PR #207, opened 2019-08-02
Ensure $current_screen global is set before applying admin_title filter

### LINKED ISSUE #206: admin_title filter called without ensuring current_screen is set
In /wp-admin/error.php, the `admin_title` filter is used without ensuring that the current_screen is set: https://github.com/xwp/pwa-wp/blob/7cf111f43dff028d6331009eabdc25848e6cd44f/wp-admin/error.php#L45

admin-header.php does this with https://github.com/WordPress/WordPress/blob/master/wp-admin/admin-header.php#L29:L32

=-=-=-=-=

▶ GOAL OF THE EXERCISE
Each entry above is to be copied out exactly as written.

▶ ANSWER AREA
PR #207, opened 2019-08-02
Ensure $current_screen global is set before applying admin_title filter

### LINKED ISSUE #206: admin_title filter called without ensuring current_screen is set
In /wp-admin/error.php, the `admin_title` filter is used without ensuring that the current_screen is set: https://github.com/xwp/pwa-wp/blob/7cf111f43dff028d6331009eabdc25848e6cd44f/wp-admin/error.php#L45

admin-header.php does this with https://github.com/WordPress/WordPress/blob/master/wp-admin/admin-header.php#L29:L32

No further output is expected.